The new guidance applies to all major US premarket submissions including 510(k) premarket notifications, premarket approval (PMA) applications, de novo and product development protocol (PDP) submissions, and Humanitarian Device Exemption (HDE) submissions.

According to the guidance, FDA reviewers expect manufacturers to develop cybersecurity measures during their products’ design and development phases; such measures should address issues including:

• Identifying assets, threats and vulnerabilities of the device
• Assessing how those threats and vulnerabilities would affect users or patients as well as device functionality
• The likelihood of an identified threat or vulnerability being exploited
• Determining risk levels and appropriate mitigation processes
• Assessing residual risks as well as risk acceptance criteria

Factors affecting elements of a device cybersecurity system

The FDA does distinguish between devices more prone to cybersecurity breaches—products with wireless connections to other devices—than others, and recommends that manufacturers of such devices build stronger cybersecurity controls to address potential risks.

A manufacturer should consider issues such as its device’s intended use, whether and how it uses electronic data interfaces, and the extent of harm a patient or user would experience in the event of the device’s cybersecurity breach.
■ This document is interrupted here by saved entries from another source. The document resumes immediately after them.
PR #3472, opened 2026-04-12
fix(server): respect externally set PAPERCLIP_API_URL env var

cpfarhood:
## Thinking Path

> - Paperclip server starts up and sets internal `PAPERCLIP_API_URL` for downstream services and adapters
> - The server startup code was unconditionally overwriting `PAPERCLIP_API_URL` with `http://localhost:3100` (or equivalent based on `config.host`)
> - In Kubernetes deployments, `PAPERCLIP_API_URL` is set via a ConfigMap to the externally accessible load balancer URL (e.g. `https://paperclip.example.com`)
> - Because the env var was unconditionally set after loading the ConfigMap value, the ConfigMap-provided URL was ignored and replaced with the internal localhost address
> - This caused downstream services (adapter env building) to use the wrong URL, breaking external access
> - This pull request makes the assignment conditional — only set if not already provided by the environment
> - External deployments can now supply `PAPERCLIP_API_URL` and it will be respected; local development continues to work without setting it

## What Changed

- `server/src/index.ts`: Wrapped `PAPERCLIP_API_URL` assignment in `if (!process.env.PAPERCLIP_API_URL)` guard so externally provided values are preserved
- `server/src/__tests__/server-startup-feedback-export.test.ts`: Added tests verifying external `PAPERCLIP_API_URL` is respected and fallback behavior is correct
- `docs/deploy/environment-variables.md`: Updated `PAPERCLIP_API_URL` description to clarify it can be externally provided and the load balancer/reverse proxy use case

## Verification

- Run the existing test suite: `pnpm test:run server/src/__tests__/server-startup-feedback-export.test.ts` — all 3 tests pass
- Manual verification: Set `PAPERCLIP_API_URL` to a custom value before starting the server and confirm it is not overwritten

## Risks

- Low risk — purely additive conditional check; existing behavior for unset env var is unchanged

## Model Used

MiniMax M2.7 — reasoning-assisted for tracing the root cause through the startup chain (`buildPaperclipEnv` → `startServer` → `config.host` → `HOST` env var)

## Checklist

### DIFF
--- a/docs/deploy/environment-variables.md
+++ b/docs/deploy/environment-variables.md
@@ -18,6 +18,7 @@ All environment variables that Paperclip uses for server configuration.
 | `PAPERCLIP_INSTANCE_ID` | `default` | Instance identifier (for multiple local instances) |
 | `PAPERCLIP_DEPLOYMENT_MODE` | `local_trusted` | Runtime mode override |
 | `PAPERCLIP_DEPLOYMENT_EXPOSURE` | `private` | Exposure policy when deployment mode is `authenticated` |
+| `PAPERCLIP_API_URL` | (auto-derived) | Paperclip API base URL. When set externally (e.g., via Kubernetes ConfigMap, load balancer, or reverse proxy), the server preserves the value instead of deriving it from the listen host and port. Useful for deployments where the public-facing URL differs from the local bind address. |
 
 ## Secrets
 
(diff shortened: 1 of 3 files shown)


cpfarhood:
The tests for `PAPERCLIP_API_URL` handling are in the same file — they were added in the same PR under a new \`describe("startServer PAPERCLIP_API_URL handling")\` block:

- \`"uses the externally set PAPERCLIP_API_URL when provided"\` — sets \`process.env.PAPERCLIP_API_URL\`, calls \`startServer()\`, and asserts \`started.apiUrl === "http://custom-api:3100"\`
- \`"falls back to host-based URL when PAPERCLIP_API_URL is not set"\` — deletes the env var, calls \`startServer()\`, and asserts \`started.apiUrl === "http://127.0.0.1:3210"\`

Both scenarios from the PR description are covered directly against the \`startServer()\` return value.

cpfarhood:
@greptile is this good to request a merge?

cpfarhood:
@greptile your latest comment was addressed and I'd like to request a merge.

cpfarhood:
@greptile This PR has been rebased on current master and squashed to a single clean commit. Please re-evaluate.

cpfarhood:
@greptile Please re-evaluate. Fix applied: updated docs/deploy/environment-variables.md to document PAPERCLIP_API_URL external-provisioning behavior.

However, manufacturers should also make sure any security measures built into their devices do not impair their products’ intended uses—this recommendation is particularly targeted to devices designed for use in emergency or critical situations.

Examples of cybersecurity measures for devices mentioned in the guidance include limiting access via user authentication, ensuring secure data transfers and encryption, and tools to detect security breaches and warn users.

Documentation to include in premarket submissions

Going forward, FDA reviewers will want to see proof of registrants’ cybersecurity controls in their premarket submission documentation. So what should manufacturers include in their documentation? The following:

• Hazard analysis and design considerations related to the device’s cybersecurity risks
• Traceability matrices linking cybersecurity controls to identified cybersecurity risks
• Summarized plan for providing software updates and patches throughout the device’s lifecycle
• Summary of controls to ensure device software will maintain its integrity during the development process
• Instructions for use and recommended security controls such as anti-virus software and firewalls

Special considerations for medical app developers

Although the new FDA guidance does not specifically mention mobile medical application and telehealth product developers, the agency’s recommendations obviously have significant impact on such firms whose apps are regulated as devices.

In light of recent security breaches involving personal photos of celebrities stored on cloud servers, medical app developers whose products rely on cloud storage for patient or performance data should also consider the potential ramifications if they were to experience a similar breach. Are the risks of utilizing cloud servers for sensitive medical information worth taking, or should developers use more secure—but more expensive—storage options? Again, the FDA’s cybersecurity guidance does not directly address this issue, but given the agency’s plans for a nationwide health IT framework in coordination with the Federal Communications Commission (FCC), developers should anticipate greater interest from regulators in data storage practices as part of a broader approach to mobile medical technologies.